4121 Different subtypes of lymphomas account for a significant proportion of human malignancies. Although there is reasonable success in the clinic with anti-CD20 antibodies, there is a paucity of targeted therapeutic agents. In our search for novel targets of relevance in non-Hodgkin’s lymphoma, we have identified MAP3K7, TAK1 as a critical kinase contributing to the survival of a subset of diffuse large B-cell lymphoma cells. TAK1 is a “multitasking kinase” as it acts in a signaling nexus that responds to a variety of upstream signals stimulated by agents, including but not limited to proinflammatory cytokines, antigens and microbial products in a variety of cell systems. In response to these stimuli, ubiquitin-activated TAK1, phosphorylates IKK and MAP kinases ultimately leading to the activation of the transcription factors NF-kB and AP-1.
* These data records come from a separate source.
PR #2834, opened 2019-07-15
Create ad_network.txt

MikhailKasimov:
Reason of creating this trail: ```RouterCSRF campaigns are often distributed via malvertising campaigns through popcash[.]net, dolohen[.]com, rotumal[.]com, bodelen[.]com and other ad rotators, and appear in waves.```


stamparm:
This basically means that there will be LOTS of "suspicious" DNS requests also for a regular ad traffic

MikhailKasimov:
Even on mentioned in article?

stamparm:
There are tens of similar cases where malware has been distributed via ad networks. Even via Google, Yahoo and MSN. This is really not a good idea, no matter what the "article" says

MikhailKasimov:
OK...

PR #2836, opened 2019-07-15
Create socks5_proxy.txt

MikhailKasimov:


stamparm:
This could really go out of control. Copy-pasting SOCKS proxies here IMO will be a disaster. SOCKS proxies come and go. Malware can use any SOCKS proxy it wants

MikhailKasimov:
OK, closing.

 We have used several complementary genetic, small molecule, and phospho-profiling approaches to validate TAK1 as a novel target in distinct subtypes of lymphomas. Inhibition of TAK1 expression via TAK1 selective shRNA was found to compromise survival of a distinct class of non-Hodgkin’s lymphoma cells. Furthermore, inhibition of TAK1 kinase activity via small molecule ATP competitive inhibitors displayed similar selectivity in a large panel of Haem-Onc cell lines while having minimal effects on multiple myeloma cells. The mechanism of inhibition of survival by the small molecule inhibitor is consistent with its ability to modulate apoptosis. In another approach using reverse phase protein array pathway profiling we have identified that the TAK1 pathways are significantly activated in a set of lymphoma cells. In addition, Geneset enrichment analysis suggests that TAK1 related pathways are deregulated in DLBCL and the de-regulation is associated with DLBCL subtypes. Finally, unsupervised 2-way clustering performed using the same gene expression data set and the same TAK1 related pathway gene set clearly separated the DLBCL samples into 3 subgroups, while the multiple myeloma samples did not separate in to any subgroups. TAK1 is thus identified as a novel target in non-Hodgkin’s Lymphomas.